[WHAT NEEDS TO BE DONE]
From the records below, output exactly the lines running from the line containing "We have never" through the line containing "Closing pr as", and no others.
START MATERIAL PROVIDED
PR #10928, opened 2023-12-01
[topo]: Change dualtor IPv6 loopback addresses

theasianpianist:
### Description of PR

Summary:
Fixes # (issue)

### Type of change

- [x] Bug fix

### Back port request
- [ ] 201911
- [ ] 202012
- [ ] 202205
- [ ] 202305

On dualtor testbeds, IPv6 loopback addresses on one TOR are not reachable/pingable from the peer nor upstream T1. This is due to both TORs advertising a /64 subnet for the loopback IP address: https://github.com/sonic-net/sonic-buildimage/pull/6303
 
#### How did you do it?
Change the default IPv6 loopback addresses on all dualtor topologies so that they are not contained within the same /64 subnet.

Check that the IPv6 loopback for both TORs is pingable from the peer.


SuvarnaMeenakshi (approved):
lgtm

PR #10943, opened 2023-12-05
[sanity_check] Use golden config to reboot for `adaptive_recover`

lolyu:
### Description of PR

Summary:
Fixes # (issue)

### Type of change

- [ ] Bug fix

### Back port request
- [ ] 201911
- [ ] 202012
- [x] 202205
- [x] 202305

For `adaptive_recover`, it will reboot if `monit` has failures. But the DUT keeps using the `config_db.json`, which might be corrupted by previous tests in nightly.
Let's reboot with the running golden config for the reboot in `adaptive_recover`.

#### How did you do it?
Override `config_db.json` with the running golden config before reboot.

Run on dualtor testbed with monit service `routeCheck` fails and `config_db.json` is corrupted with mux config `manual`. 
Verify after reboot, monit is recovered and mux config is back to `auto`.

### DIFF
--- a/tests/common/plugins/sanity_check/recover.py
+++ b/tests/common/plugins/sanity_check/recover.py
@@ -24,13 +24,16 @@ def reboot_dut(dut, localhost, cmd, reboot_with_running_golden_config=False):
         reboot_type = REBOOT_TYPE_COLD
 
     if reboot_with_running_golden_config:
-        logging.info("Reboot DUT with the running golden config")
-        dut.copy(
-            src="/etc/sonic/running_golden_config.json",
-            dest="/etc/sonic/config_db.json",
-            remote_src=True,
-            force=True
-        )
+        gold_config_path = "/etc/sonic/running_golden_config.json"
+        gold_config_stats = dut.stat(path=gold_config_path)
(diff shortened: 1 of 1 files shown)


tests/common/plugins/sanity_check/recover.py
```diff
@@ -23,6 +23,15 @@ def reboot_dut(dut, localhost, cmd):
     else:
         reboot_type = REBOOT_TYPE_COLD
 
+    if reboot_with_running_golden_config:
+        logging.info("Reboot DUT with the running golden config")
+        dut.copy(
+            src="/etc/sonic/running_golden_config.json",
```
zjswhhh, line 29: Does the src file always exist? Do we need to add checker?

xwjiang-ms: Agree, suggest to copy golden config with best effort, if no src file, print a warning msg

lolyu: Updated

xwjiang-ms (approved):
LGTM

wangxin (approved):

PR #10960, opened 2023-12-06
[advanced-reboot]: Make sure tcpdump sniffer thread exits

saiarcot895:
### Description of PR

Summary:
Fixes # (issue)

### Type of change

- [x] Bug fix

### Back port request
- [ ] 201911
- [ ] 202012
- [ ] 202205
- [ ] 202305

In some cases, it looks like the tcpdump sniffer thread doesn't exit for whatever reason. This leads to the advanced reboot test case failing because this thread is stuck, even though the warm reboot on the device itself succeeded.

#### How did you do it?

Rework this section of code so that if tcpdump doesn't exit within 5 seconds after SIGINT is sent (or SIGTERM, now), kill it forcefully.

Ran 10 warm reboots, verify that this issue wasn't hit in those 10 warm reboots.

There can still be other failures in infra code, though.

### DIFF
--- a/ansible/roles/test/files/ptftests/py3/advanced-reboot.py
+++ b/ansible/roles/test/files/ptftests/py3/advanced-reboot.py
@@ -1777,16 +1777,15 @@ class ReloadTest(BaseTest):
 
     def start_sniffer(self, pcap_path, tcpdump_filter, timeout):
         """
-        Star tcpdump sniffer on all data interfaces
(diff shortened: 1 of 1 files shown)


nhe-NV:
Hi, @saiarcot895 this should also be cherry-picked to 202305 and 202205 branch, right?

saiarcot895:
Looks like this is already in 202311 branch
END MATERIAL PROVIDED
START MATERIAL PROVIDED
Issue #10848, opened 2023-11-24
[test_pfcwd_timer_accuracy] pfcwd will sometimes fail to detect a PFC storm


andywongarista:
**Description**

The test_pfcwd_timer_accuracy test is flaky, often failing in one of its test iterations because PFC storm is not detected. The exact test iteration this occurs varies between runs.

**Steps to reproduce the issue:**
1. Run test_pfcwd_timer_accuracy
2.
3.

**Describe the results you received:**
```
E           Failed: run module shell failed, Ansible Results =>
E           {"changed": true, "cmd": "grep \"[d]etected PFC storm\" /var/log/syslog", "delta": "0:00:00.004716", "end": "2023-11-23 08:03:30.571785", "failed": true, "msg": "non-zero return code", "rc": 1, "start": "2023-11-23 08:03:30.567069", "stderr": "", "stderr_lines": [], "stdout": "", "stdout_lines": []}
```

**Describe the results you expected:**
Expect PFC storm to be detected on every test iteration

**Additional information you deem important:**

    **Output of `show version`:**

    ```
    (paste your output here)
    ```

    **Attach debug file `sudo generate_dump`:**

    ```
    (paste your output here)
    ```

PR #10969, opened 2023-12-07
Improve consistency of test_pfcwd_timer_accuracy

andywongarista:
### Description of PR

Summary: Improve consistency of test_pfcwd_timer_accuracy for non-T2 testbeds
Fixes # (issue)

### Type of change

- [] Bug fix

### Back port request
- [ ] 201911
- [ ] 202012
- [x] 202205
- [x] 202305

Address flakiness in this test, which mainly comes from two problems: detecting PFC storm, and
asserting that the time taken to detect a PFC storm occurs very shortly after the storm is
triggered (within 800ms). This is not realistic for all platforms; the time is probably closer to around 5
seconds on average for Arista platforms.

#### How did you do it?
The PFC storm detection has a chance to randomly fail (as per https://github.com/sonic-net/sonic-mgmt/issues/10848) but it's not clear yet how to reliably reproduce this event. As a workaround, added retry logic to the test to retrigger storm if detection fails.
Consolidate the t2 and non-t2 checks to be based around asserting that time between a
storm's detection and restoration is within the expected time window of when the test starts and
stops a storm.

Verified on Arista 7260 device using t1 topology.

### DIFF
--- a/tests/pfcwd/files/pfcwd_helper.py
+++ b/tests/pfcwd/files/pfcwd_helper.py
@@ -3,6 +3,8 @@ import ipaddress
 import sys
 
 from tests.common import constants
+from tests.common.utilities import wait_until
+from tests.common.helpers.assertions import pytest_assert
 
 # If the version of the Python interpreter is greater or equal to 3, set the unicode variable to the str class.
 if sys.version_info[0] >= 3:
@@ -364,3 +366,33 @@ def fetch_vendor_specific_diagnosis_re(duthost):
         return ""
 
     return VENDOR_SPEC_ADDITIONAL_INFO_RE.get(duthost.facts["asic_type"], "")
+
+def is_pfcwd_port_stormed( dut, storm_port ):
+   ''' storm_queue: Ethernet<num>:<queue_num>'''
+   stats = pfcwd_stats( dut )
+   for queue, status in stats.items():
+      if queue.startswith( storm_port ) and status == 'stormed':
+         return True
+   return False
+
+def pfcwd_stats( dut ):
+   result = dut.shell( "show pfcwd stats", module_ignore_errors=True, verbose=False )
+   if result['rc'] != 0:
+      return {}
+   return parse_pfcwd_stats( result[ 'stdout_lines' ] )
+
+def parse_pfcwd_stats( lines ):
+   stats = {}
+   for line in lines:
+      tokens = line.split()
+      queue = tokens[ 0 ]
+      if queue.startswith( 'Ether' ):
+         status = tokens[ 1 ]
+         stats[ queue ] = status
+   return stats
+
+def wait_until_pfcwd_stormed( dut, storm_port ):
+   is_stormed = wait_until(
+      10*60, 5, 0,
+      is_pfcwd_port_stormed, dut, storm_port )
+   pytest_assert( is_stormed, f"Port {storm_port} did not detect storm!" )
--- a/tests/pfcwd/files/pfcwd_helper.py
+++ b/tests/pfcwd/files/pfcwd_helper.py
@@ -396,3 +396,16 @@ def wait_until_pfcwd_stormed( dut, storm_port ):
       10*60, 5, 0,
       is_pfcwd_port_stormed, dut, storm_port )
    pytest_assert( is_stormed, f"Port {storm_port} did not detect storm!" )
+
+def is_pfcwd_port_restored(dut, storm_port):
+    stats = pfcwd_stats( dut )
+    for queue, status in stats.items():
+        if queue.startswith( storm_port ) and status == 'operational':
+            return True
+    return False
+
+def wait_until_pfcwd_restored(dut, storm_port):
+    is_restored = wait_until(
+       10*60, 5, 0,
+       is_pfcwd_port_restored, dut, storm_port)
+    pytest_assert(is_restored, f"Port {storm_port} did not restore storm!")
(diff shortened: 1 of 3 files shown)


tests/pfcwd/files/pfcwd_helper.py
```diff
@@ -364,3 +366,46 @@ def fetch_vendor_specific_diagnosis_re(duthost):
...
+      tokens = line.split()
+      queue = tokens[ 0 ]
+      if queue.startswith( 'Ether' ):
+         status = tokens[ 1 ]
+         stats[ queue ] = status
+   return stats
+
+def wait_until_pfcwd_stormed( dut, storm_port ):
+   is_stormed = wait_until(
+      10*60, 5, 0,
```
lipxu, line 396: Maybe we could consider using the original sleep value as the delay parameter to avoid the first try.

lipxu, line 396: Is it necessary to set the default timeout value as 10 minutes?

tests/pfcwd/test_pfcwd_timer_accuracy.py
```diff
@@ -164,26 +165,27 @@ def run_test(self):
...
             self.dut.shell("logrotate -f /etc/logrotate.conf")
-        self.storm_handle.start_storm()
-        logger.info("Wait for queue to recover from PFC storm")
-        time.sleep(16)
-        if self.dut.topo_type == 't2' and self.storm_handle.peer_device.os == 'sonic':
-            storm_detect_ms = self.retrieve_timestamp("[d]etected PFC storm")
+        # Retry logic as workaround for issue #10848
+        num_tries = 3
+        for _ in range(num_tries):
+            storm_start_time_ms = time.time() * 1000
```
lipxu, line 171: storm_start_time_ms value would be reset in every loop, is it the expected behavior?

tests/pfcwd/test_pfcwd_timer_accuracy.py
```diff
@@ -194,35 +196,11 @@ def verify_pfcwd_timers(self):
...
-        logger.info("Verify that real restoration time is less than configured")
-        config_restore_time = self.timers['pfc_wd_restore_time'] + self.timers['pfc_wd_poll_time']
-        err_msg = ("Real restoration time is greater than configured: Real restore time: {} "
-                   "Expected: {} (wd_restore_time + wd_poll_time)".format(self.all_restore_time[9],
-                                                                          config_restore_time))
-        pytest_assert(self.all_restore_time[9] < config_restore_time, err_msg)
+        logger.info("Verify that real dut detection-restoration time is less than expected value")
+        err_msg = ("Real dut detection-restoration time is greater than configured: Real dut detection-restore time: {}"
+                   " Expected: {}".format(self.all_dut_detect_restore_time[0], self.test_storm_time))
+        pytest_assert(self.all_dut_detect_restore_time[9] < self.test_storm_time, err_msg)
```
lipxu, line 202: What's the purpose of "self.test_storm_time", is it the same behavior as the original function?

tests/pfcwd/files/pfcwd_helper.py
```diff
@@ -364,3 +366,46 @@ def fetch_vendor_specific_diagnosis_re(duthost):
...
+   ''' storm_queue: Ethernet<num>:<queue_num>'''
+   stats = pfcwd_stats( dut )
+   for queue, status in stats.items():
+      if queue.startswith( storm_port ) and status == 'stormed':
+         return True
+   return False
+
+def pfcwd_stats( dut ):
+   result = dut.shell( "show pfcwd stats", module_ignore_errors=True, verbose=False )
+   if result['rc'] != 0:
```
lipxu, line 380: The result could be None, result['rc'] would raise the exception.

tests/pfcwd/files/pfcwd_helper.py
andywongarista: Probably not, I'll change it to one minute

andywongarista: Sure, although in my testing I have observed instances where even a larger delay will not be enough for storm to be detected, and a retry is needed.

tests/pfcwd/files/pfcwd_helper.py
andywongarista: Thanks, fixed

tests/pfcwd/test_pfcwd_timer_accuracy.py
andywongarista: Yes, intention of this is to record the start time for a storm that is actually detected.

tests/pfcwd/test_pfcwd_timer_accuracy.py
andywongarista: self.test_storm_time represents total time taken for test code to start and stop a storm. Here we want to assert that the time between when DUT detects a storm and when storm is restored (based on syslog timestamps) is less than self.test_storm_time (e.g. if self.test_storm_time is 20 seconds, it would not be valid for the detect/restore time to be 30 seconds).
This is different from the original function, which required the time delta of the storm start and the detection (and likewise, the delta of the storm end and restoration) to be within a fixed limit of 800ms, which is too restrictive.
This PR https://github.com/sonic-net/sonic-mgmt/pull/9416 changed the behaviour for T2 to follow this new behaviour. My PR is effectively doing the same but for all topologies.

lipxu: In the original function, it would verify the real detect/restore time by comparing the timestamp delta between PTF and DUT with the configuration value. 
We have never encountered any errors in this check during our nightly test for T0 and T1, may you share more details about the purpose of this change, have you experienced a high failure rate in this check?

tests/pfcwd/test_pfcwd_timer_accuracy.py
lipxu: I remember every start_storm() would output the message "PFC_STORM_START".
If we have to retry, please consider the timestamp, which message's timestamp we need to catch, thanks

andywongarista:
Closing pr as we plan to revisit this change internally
END MATERIAL PROVIDED
[WRITTEN SOLUTION]
We have never encountered any errors in this check during our nightly test for T0 and T1, may you share more details about the purpose of this change, have you experienced a high failure rate in this check?

tests/pfcwd/test_pfcwd_timer_accuracy.py
lipxu: I remember every start_storm() would output the message "PFC_STORM_START".
If we have to retry, please consider the timestamp, which message's timestamp we need to catch, thanks

andywongarista:
Closing pr as we plan to revisit this change internally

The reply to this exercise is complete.